In the penitent thief you see the finished work of the Holy Spirit. Every part of the believer’s character may be found in him. Short as his life was after conversion, he found time to leave abundant evidence that he was a child of God. His faith, his prayer, his humility, his brotherly love are unmistakeable witnesses of the reality of his repentance. He was not penitent in name only, but in deed and in truth. Let no man therefore think because the penitent thief was saved that men can be saved without leaving any evidence of the Spirit’s work. Let such consider well what evidences this man left behind.
It is mournful to hear what people sometimes say about what they call death-bed evidences. It is perfectly fearful to observe how little satisfies some persons and how easily they can persuade themselves that their
friends have gone to heaven. They will tell you when their relatives are dead and gone, that `he made such a beautiful prayer one day – he talked so well – he was so sorry for his old ways and intended to live differently if he got better, or that he craved nothing in this world – or that he liked people to read to him, and pray with him.’ And because they have this to go upon, they seem to have a comfortable hope that he is saved! Christ may never have been named – the way of salvation may never have been in the least mentioned. But it matters not; there was a talk of religion and so they are content!
Now I have no desire to hurt the feelings of anyone but I must and will speak plainly upon this subject. Once and for all, let me say, that as a general rule, nothing is so unsatisfactory as death-bed evidences. The things that men say and the feelings they express when sick and frightened are little to be depended on.
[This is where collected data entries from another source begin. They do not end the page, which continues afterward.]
PR #167, opened 2021-10-07
PP-80: Add some tests to verify that a tx cannot be submitted twice

antomor:
This PR is the result of the analysis done upon a PR comment: https://github.com/rsksmart/rif-relay/pull/144/files#r699562838.
We want to be sure that a transaction already submitted cannot be re-submitted.
As described in the PR comment, the RelayServer already has some checks to avoid that, but there were no unit tests to cover these cases.
This PR includes the following unit tests:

Often they are the result of fear and do not spring from the ground of the heart.
When a man has lived a life of thoughtlessness and folly, I want something more than a few fair words and good wishes to satisfy me about his soul when he comes to his death-bed. It is not enough for me that he will let me read the Bible to him and pray by his bedside, that he says, `he has not thought so much as he ought of religion and he thinks he should be a different man if he got better.’ All this does not content me: it does not make me happy about his state. It is very well as far as it goes but it is not conversion. It is very well in its way but it is not faith in Christ. Until I see conversion and faith in Christ, I cannot and dare not feel satisfied. Others may feel satisfied if they please; for my part, I would rather hold my tongue and say nothing. I would be content with the least measure of repentance and faith in a dying man, even though it be no bigger than a grain of mustard seed, but to be content with anything less than repentance and faith seems to me next door to infidelity.
If you die without conversion to God, without repentance and without faith in Christ, your funeral will only be the funeral of a lost soul; you had better never been born.
Prepare me, gracious God,
To stand before Thy face;
Thy Spirit must the work perform,
For it is all of grace.
In Christ’s obedience clothe, And wash me in His blood
So shall I lift my head with joy Among the sons of God.